Top of WORKING DATA
PR #3636, opened 2024-12-06
Expand proxy detection support to Dex and support proxy configuration

pasanw:
## Description
This PR expands the support for proxy detection to Dex, and adds support for users to specify a proxy that the Operator will set on Guardian and Dex containers.

The proxy detection logic will always be used to render policy, in case the user has used both the proxy configuration and a mutating admission webhook to set the proxy environment variables.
Bottom of WORKING DATA
WORK ITEM: Produce the lines from the top of the listing through the "This PR expands" line exactly as they appear, with no additional output.

ANSWER TO THIS TASK:
PR #3636, opened 2024-12-06
Expand proxy detection support to Dex and support proxy configuration

pasanw:
## Description
This PR expands the support for proxy detection to Dex, and adds support for users to specify a proxy that the Operator will set on Guardian and Dex containers.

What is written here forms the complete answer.